(EXERCISE OBJECTIVE) Reproduce the listing below word for word.
◇ ◇ ◇ ◇ ◇
PR #82, opened 2019-03-01
explicitly contruct cellid ranges iterable

tyrasd:
instead of automatically through a lambda to avoid catching too much stuff (e.g. parent classes), which can cause serialization issues

### DIFF
--- a/oshdb/src/main/java/org/heigit/bigspatialdata/oshdb/index/XYGridTree.java
+++ b/oshdb/src/main/java/org/heigit/bigspatialdata/oshdb/index/XYGridTree.java
@@ -42,6 +42,7 @@ public class XYGridTree implements Serializable {
    * @param latitude
    * @return An iterator over the cellIds in all zoomlevel
    */
+  @SuppressWarnings("Convert2Lambda")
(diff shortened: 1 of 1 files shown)


oshdb/src/main/java/org/heigit/bigspatialdata/oshdb/index/XYGridTree.java
```diff
@@ -205,35 +207,42 @@ public boolean equals(Object obj) {
...
+   * @param bbox
    * @param enlarge
    * @return
    */
-  public Iterable<CellIdRange> bbox2CellIdRanges(final OSHDBBoundingBox BBOX, final boolean enlarge) {
-    return (Iterable<CellIdRange>) () -> new Iterator<CellIdRange>() {
-      private int level = 0;
-      private Iterator<IdRange> rows = gridMap.get(level).bbox2CellIdRanges(BBOX, enlarge).iterator();
-
+  @SuppressWarnings("Convert2Lambda")
```
rtroilo: Is this intelij specific?

tyrasd: Probably.

PR #111, opened 2019-03-07
speedup building of geometries from osm entities

tyrasd:
includes two improvements for building geometries:

* **speedup building of complex multipolygons**
  Relations with many (small) inner rings used to take a long time to assemble, because each of the expensive `within` operation in a loop. By using a prepared geometry, this is substantially faster. Eespecially for particularly complex example like [relation/571669](https://www.openstreetmap.org/relation/571669) this makes a large difference: processing times went down from several minutes to a few seconds.
* **avoid clipping if not necessary**
  This applies the idea from #66 to the cellIterator functions: Some objects might have a large OSH bbox, but small (snapshot or contribution) geometries. Then it is not always necessary to calculate actual intersections, which are potentially slow computations.


tyrasd:
selection_214

SlowMo24:
can confirm speed improvement of 3x faster on ignite (tested locally)

PR #131, opened 2019-03-13
Fix: rename GridOSHEntity to GridOSHEntities

SlowMo24:
Merge this branch into master **after** serialization has been changed from serializing classes to serializing data.

Being a collection of entities GridOSHEntities should be plural
according to our coding style.

See https://gitlab.gistools.geog.uni-heidelberg.de/giscience/big-data/ohsome/oshdb/merge_requests/17


SlowMo24:
related? #135

SlowMo24:
Fails because https://github.com/GIScience/oshdb/blob/rename-GridOSHEntity/oshdb-util/src/test/resources/test-data.mv.db holds GridOSHEntiy not GridOSHEntities
needs to be updated before merging!

rtroilo:
see new issue #137

SlowMo24:
So the class GridOSHEntities would not exist any more?

joker234:
outdated, closed as suggested before

PR #174, opened 2019-05-22
update documentation to 0.5.1 release

tyrasd:
no changes in content, since it's mostly a bugfix release.


SlowMo24:
hm, this seems improvable. Would links to 'latest' and 'stable' improve the process?

tyrasd:
> Would links to 'latest' and 'stable' improve the process?

yeah, that would indeed make this process a bit easier. On the other hand, these documents/link have to be checked for major releases anyway, since the links could become broken (e.g. when classes/packages are renamed, or methods deprecated).

PR #194, opened 2019-07-17
Updated mail addresses for authors

joker234:
Something to think about, before merging:
 * remove authors completely from source code, instead of this PR, and use only the authors in the [parent](https://gitlab.gistools.geog.uni-heidelberg.de/giscience/big-data/ohsome/parent/blob/master/pom.xml)
 * if the [parent](https://gitlab.gistools.geog.uni-heidelberg.de/giscience/big-data/ohsome/parent/blob/master/pom.xml) gets updated, we should release it first and change the parent version here, too

### DIFF
--- a/oshdb-tool/etl/src/main/java/org/heigit/bigspatialdata/oshdb/tool/importer/util/OSHDB2Ignite.java
+++ b/oshdb-tool/etl/src/main/java/org/heigit/bigspatialdata/oshdb/tool/importer/util/OSHDB2Ignite.java
@@ -29,9 +29,6 @@ import org.heigit.bigspatialdata.oshdb.util.TableNames;
 import org.slf4j.Logger;
 import org.slf4j.LoggerFactory;
 
-/**
- * @author Rafael Troilo &lt;rafael.troilo@heigit.org&gt;
- */
 public class OSHDB2Ignite {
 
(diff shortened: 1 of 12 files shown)


tyrasd:
IMHO we don't need author information in the javadoc/sources. We have a SCM to actually track code authorship. We should urge people to update their git mail addresses, though.

A similar argument could also be applied to the authors information in the parent pom, but I'm not 100% sure about that case.

joker234:
> IMHO we don't need author information in the javadoc/sources. We have a SCM to actually track code authorship. We should urge people to update their git mail addresses, though.

Totally agree. So we should remove them.

> A similar argument could also be applied to the authors information in the parent pom, but I'm not 100% sure about that case.

I think we need them (or at least one person) for the releases (see [OSSRH central requirements](https://central.sonatype.org/pages/requirements.html#developer-information) for details). I don't have any problems to store and update these information on [one single place](https://gitlab.gistools.geog.uni-heidelberg.de/giscience/big-data/ohsome/parent/blob/master/pom.xml#L35) for our group. Maybe we should distinguish more between developers and contributors, see [Maven Model Definiton](http://maven.apache.org/ref/3.3.3/maven-model/maven.html#developer).

joker234:
Tidied up authors as suggested and bumped parent version. Can be merged now.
◇ ◇ ◇ ◇ ◇
(YOUR RESPONSE)
PR #82, opened 2019-03-01
explicitly contruct cellid ranges iterable

tyrasd:
instead of automatically through a lambda to avoid catching too much stuff (e.g. parent classes), which can cause serialization issues

### DIFF
--- a/oshdb/src/main/java/org/heigit/bigspatialdata/oshdb/index/XYGridTree.java
+++ b/oshdb/src/main/java/org/heigit/bigspatialdata/oshdb/index/XYGridTree.java
@@ -42,6 +42,7 @@ public class XYGridTree implements Serializable {
    * @param latitude
    * @return An iterator over the cellIds in all zoomlevel
    */
+  @SuppressWarnings("Convert2Lambda")
(diff shortened: 1 of 1 files shown)


oshdb/src/main/java/org/heigit/bigspatialdata/oshdb/index/XYGridTree.java
```diff
@@ -205,35 +207,42 @@ public boolean equals(Object obj) {
...
+   * @param bbox
    * @param enlarge
    * @return
    */
-  public Iterable<CellIdRange> bbox2CellIdRanges(final OSHDBBoundingBox BBOX, final boolean enlarge) {
-    return (Iterable<CellIdRange>) () -> new Iterator<CellIdRange>() {
-      private int level = 0;
-      private Iterator<IdRange> rows = gridMap.get(level).bbox2CellIdRanges(BBOX, enlarge).iterator();
-
+  @SuppressWarnings("Convert2Lambda")
```
rtroilo: Is this intelij specific?

tyrasd: Probably.

PR #111, opened 2019-03-07
speedup building of geometries from osm entities

tyrasd:
includes two improvements for building geometries:

* **speedup building of complex multipolygons**
  Relations with many (small) inner rings used to take a long time to assemble, because each of the expensive `within` operation in a loop. By using a prepared geometry, this is substantially faster. Eespecially for particularly complex example like [relation/571669](https://www.openstreetmap.org/relation/571669) this makes a large difference: processing times went down from several minutes to a few seconds.
* **avoid clipping if not necessary**
  This applies the idea from #66 to the cellIterator functions: Some objects might have a large OSH bbox, but small (snapshot or contribution) geometries. Then it is not always necessary to calculate actual intersections, which are potentially slow computations.


tyrasd:
selection_214

SlowMo24:
can confirm speed improvement of 3x faster on ignite (tested locally)

PR #131, opened 2019-03-13
Fix: rename GridOSHEntity to GridOSHEntities

SlowMo24:
Merge this branch into master **after** serialization has been changed from serializing classes to serializing data.

Being a collection of entities GridOSHEntities should be plural
according to our coding style.

See https://gitlab.gistools.geog.uni-heidelberg.de/giscience/big-data/ohsome/oshdb/merge_requests/17


SlowMo24:
related? #135

SlowMo24:
Fails because https://github.com/GIScience/oshdb/blob/rename-GridOSHEntity/oshdb-util/src/test/resources/test-data.mv.db holds GridOSHEntiy not GridOSHEntities
needs to be updated before merging!

rtroilo:
see new issue #137

SlowMo24:
So the class GridOSHEntities would not exist any more?

joker234:
outdated, closed as suggested before

PR #174, opened 2019-05-22
update documentation to 0.5.1 release

tyrasd:
no changes in content, since it's mostly a bugfix release.


SlowMo24:
hm, this seems improvable. Would links to 'latest' and 'stable' improve the process?

tyrasd:
> Would links to 'latest' and 'stable' improve the process?

yeah, that would indeed make this process a bit easier. On the other hand, these documents/link have to be checked for major releases anyway, since the links could become broken (e.g. when classes/packages are renamed, or methods deprecated).

PR #194, opened 2019-07-17
Updated mail addresses for authors

joker234:
Something to think about, before merging:
 * remove authors completely from source code, instead of this PR, and use only the authors in the [parent](https://gitlab.gistools.geog.uni-heidelberg.de/giscience/big-data/ohsome/parent/blob/master/pom.xml)
 * if the [parent](https://gitlab.gistools.geog.uni-heidelberg.de/giscience/big-data/ohsome/parent/blob/master/pom.xml) gets updated, we should release it first and change the parent version here, too

### DIFF
--- a/oshdb-tool/etl/src/main/java/org/heigit/bigspatialdata/oshdb/tool/importer/util/OSHDB2Ignite.java
+++ b/oshdb-tool/etl/src/main/java/org/heigit/bigspatialdata/oshdb/tool/importer/util/OSHDB2Ignite.java
@@ -29,9 +29,6 @@ import org.heigit.bigspatialdata.oshdb.util.TableNames;
 import org.slf4j.Logger;
 import org.slf4j.LoggerFactory;
 
-/**
- * @author Rafael Troilo &lt;rafael.troilo@heigit.org&gt;
- */
 public class OSHDB2Ignite {
 
(diff shortened: 1 of 12 files shown)


tyrasd:
IMHO we don't need author information in the javadoc/sources. We have a SCM to actually track code authorship. We should urge people to update their git mail addresses, though.

A similar argument could also be applied to the authors information in the parent pom, but I'm not 100% sure about that case.

joker234:
> IMHO we don't need author information in the javadoc/sources. We have a SCM to actually track code authorship. We should urge people to update their git mail addresses, though.

Totally agree. So we should remove them.

> A similar argument could also be applied to the authors information in the parent pom, but I'm not 100% sure about that case.

I think we need them (or at least one person) for the releases (see [OSSRH central requirements](https://central.sonatype.org/pages/requirements.html#developer-information) for details). I don't have any problems to store and update these information on [one single place](https://gitlab.gistools.geog.uni-heidelberg.de/giscience/big-data/ohsome/parent/blob/master/pom.xml#L35) for our group. Maybe we should distinguish more between developers and contributors, see [Maven Model Definiton](http://maven.apache.org/ref/3.3.3/maven-model/maven.html#developer).

joker234:
Tidied up authors as suggested and bumped parent version. Can be merged now.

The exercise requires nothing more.